🤖 AI Summary
This work investigates how inflectional morphology—exemplified by Polish—affects the adversarial robustness of pretrained language models. Addressing the observed failure of mainstream adversarial attacks on inflecting languages, we propose Edge Attribution Patching (EAP), a mechanistic interpretability evaluation protocol, and introduce MultiEmo-Inflect—the first adversarial robustness benchmark tailored to inflectional languages. Through EAP-based circuit analysis, parallel corpus comparison, adapted TextBugger/TextFooler transfer attacks, and multi-task evaluations, we find that inflectional morphology substantially reduces attack success rates. We identify stem–affix coupling as a critical computational circuit underlying model vulnerability and reveal syncretism (morphological ambiguity where distinct grammatical features share identical surface forms) as the principal bottleneck to robustness. Our findings establish a novel paradigm for analyzing the interplay between morphological complexity and model fragility, providing both theoretical insight and empirical grounding for future robust NLP research on morphologically rich languages.
📝 Abstract
Various techniques are used in the generation of adversarial examples, including methods such as TextBugger which introduce minor, hardly visible perturbations to words leading to changes in model behaviour.

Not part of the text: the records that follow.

PR #2577, opened 2026-06-02
feat: add agent-type registry remote config [NR-568046]

sigilioso:
## Summary

Introduces the `agent_types` block in the Agent Control local configuration, defining where agent type definitions are pulled from and how they are verified. This is the **configuration definition** step for remote agent types: it parses and exposes the config, reusing the existing global OCI mirror. It does **not** implement any remote-pull logic (that lands in a follow-up).

## Config shape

Another class of techniques involves substituting words with their synonyms in a way that preserves the text's meaning but alters its predicted class, with TextFooler being a prominent example of such attacks. Most adversarial example generation methods are developed and evaluated primarily on non-inflectional languages, typically English. In this work, we evaluate and explain how adversarial attacks perform in inflectional languages. To explain the impact of inflection on model behaviour and its robustness under attack, we designed a novel protocol inspired by mechanistic interpretability, based on Edge Attribution Patching (EAP) method. The proposed evaluation protocol relies on parallel task-specific corpora that include both inflected and syncretic variants of texts in two languages -- Polish and English. To analyse the models and explain the relationship between inflection and adversarial robustness, we create a new benchmark based on task-oriented dataset MultiEmo, enabling the identification of mechanistic inflection-related elements of circuits within the model and analyse their behaviour under attack.